YOUR INSTRUCTIONS: Output the records that follow, keeping every line exactly as it is.

SUPPLIED ENTRIES:
+ + +

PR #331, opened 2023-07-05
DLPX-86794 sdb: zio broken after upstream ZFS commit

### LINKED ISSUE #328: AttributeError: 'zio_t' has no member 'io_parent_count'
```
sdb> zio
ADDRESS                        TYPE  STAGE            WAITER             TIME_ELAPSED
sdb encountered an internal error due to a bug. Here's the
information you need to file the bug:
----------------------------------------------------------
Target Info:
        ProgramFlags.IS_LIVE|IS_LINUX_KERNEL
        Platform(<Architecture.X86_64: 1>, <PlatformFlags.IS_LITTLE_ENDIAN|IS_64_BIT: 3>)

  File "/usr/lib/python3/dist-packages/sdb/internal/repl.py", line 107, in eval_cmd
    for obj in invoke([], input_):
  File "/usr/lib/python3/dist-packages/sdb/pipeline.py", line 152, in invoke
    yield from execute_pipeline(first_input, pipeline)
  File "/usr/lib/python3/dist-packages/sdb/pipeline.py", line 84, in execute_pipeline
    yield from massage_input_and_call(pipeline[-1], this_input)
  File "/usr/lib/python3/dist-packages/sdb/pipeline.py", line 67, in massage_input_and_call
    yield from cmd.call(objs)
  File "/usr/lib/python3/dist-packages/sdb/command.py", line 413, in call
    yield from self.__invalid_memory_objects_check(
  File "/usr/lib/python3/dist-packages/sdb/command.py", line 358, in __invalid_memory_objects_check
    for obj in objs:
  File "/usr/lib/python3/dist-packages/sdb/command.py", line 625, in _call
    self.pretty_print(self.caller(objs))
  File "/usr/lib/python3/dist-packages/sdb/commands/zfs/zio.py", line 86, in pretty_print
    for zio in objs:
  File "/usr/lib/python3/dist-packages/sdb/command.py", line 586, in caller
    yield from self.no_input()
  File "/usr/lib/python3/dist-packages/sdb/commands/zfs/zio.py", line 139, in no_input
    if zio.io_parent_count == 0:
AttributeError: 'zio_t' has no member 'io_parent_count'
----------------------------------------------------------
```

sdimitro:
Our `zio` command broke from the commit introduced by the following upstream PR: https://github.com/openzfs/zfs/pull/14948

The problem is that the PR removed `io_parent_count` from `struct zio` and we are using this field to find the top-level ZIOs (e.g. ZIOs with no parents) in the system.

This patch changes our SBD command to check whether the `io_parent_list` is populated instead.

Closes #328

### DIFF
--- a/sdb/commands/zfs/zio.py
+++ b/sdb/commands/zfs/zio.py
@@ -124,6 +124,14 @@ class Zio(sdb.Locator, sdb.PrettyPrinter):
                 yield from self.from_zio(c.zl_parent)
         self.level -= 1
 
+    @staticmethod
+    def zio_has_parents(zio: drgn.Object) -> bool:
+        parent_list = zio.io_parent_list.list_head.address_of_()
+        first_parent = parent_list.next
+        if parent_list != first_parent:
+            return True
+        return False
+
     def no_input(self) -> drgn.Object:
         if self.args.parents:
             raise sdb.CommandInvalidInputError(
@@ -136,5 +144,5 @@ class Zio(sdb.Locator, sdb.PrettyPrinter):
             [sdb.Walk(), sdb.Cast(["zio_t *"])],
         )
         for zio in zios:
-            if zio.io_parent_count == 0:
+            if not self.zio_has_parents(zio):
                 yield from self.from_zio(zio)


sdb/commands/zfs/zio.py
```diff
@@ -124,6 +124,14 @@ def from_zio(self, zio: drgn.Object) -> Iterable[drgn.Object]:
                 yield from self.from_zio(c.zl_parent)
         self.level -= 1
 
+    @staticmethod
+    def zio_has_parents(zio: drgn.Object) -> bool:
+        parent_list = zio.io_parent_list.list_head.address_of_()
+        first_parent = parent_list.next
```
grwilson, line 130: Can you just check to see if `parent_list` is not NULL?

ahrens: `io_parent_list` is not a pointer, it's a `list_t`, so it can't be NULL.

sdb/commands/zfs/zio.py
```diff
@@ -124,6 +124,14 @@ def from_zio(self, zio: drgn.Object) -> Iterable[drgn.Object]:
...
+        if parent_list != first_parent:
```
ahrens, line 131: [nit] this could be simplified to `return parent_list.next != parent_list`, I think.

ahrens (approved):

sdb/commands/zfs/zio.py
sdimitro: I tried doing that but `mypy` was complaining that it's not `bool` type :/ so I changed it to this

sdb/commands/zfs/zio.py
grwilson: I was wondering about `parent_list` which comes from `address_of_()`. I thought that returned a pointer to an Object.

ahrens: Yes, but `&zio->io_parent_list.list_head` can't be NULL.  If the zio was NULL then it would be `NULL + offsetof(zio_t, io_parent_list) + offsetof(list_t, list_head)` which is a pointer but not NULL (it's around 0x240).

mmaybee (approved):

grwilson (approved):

+ + +

ANSWER SECTION:
PR #331, opened 2023-07-05
DLPX-86794 sdb: zio broken after upstream ZFS commit

### LINKED ISSUE #328: AttributeError: 'zio_t' has no member 'io_parent_count'
```
sdb> zio
ADDRESS                        TYPE  STAGE            WAITER             TIME_ELAPSED
sdb encountered an internal error due to a bug. Here's the
information you need to file the bug:
----------------------------------------------------------
Target Info:
        ProgramFlags.IS_LIVE|IS_LINUX_KERNEL
        Platform(<Architecture.X86_64: 1>, <PlatformFlags.IS_LITTLE_ENDIAN|IS_64_BIT: 3>)

  File "/usr/lib/python3/dist-packages/sdb/internal/repl.py", line 107, in eval_cmd
    for obj in invoke([], input_):
  File "/usr/lib/python3/dist-packages/sdb/pipeline.py", line 152, in invoke
    yield from execute_pipeline(first_input, pipeline)
  File "/usr/lib/python3/dist-packages/sdb/pipeline.py", line 84, in execute_pipeline
    yield from massage_input_and_call(pipeline[-1], this_input)
  File "/usr/lib/python3/dist-packages/sdb/pipeline.py", line 67, in massage_input_and_call
    yield from cmd.call(objs)
  File "/usr/lib/python3/dist-packages/sdb/command.py", line 413, in call
    yield from self.__invalid_memory_objects_check(
  File "/usr/lib/python3/dist-packages/sdb/command.py", line 358, in __invalid_memory_objects_check
    for obj in objs:
  File "/usr/lib/python3/dist-packages/sdb/command.py", line 625, in _call
    self.pretty_print(self.caller(objs))
  File "/usr/lib/python3/dist-packages/sdb/commands/zfs/zio.py", line 86, in pretty_print
    for zio in objs:
  File "/usr/lib/python3/dist-packages/sdb/command.py", line 586, in caller
    yield from self.no_input()
  File "/usr/lib/python3/dist-packages/sdb/commands/zfs/zio.py", line 139, in no_input
    if zio.io_parent_count == 0:
AttributeError: 'zio_t' has no member 'io_parent_count'
----------------------------------------------------------
```

sdimitro:
Our `zio` command broke from the commit introduced by the following upstream PR: https://github.com/openzfs/zfs/pull/14948

The problem is that the PR removed `io_parent_count` from `struct zio` and we are using this field to find the top-level ZIOs (e.g. ZIOs with no parents) in the system.

This patch changes our SBD command to check whether the `io_parent_list` is populated instead.

Closes #328

### DIFF
--- a/sdb/commands/zfs/zio.py
+++ b/sdb/commands/zfs/zio.py
@@ -124,6 +124,14 @@ class Zio(sdb.Locator, sdb.PrettyPrinter):
                 yield from self.from_zio(c.zl_parent)
         self.level -= 1
 
+    @staticmethod
+    def zio_has_parents(zio: drgn.Object) -> bool:
+        parent_list = zio.io_parent_list.list_head.address_of_()
+        first_parent = parent_list.next
+        if parent_list != first_parent:
+            return True
+        return False
+
     def no_input(self) -> drgn.Object:
         if self.args.parents:
             raise sdb.CommandInvalidInputError(
@@ -136,5 +144,5 @@ class Zio(sdb.Locator, sdb.PrettyPrinter):
             [sdb.Walk(), sdb.Cast(["zio_t *"])],
         )
         for zio in zios:
-            if zio.io_parent_count == 0:
+            if not self.zio_has_parents(zio):
                 yield from self.from_zio(zio)


sdb/commands/zfs/zio.py
```diff
@@ -124,6 +124,14 @@ def from_zio(self, zio: drgn.Object) -> Iterable[drgn.Object]:
                 yield from self.from_zio(c.zl_parent)
         self.level -= 1
 
+    @staticmethod
+    def zio_has_parents(zio: drgn.Object) -> bool:
+        parent_list = zio.io_parent_list.list_head.address_of_()
+        first_parent = parent_list.next
```
grwilson, line 130: Can you just check to see if `parent_list` is not NULL?

ahrens: `io_parent_list` is not a pointer, it's a `list_t`, so it can't be NULL.

sdb/commands/zfs/zio.py
```diff
@@ -124,6 +124,14 @@ def from_zio(self, zio: drgn.Object) -> Iterable[drgn.Object]:
...
+        if parent_list != first_parent:
```
ahrens, line 131: [nit] this could be simplified to `return parent_list.next != parent_list`, I think.

ahrens (approved):

sdb/commands/zfs/zio.py
sdimitro: I tried doing that but `mypy` was complaining that it's not `bool` type :/ so I changed it to this

sdb/commands/zfs/zio.py
grwilson: I was wondering about `parent_list` which comes from `address_of_()`. I thought that returned a pointer to an Object.

ahrens: Yes, but `&zio->io_parent_list.list_head` can't be NULL.  If the zio was NULL then it would be `NULL + offsetof(zio_t, io_parent_list) + offsetof(list_t, list_head)` which is a pointer but not NULL (it's around 0x240).

mmaybee (approved):

grwilson (approved):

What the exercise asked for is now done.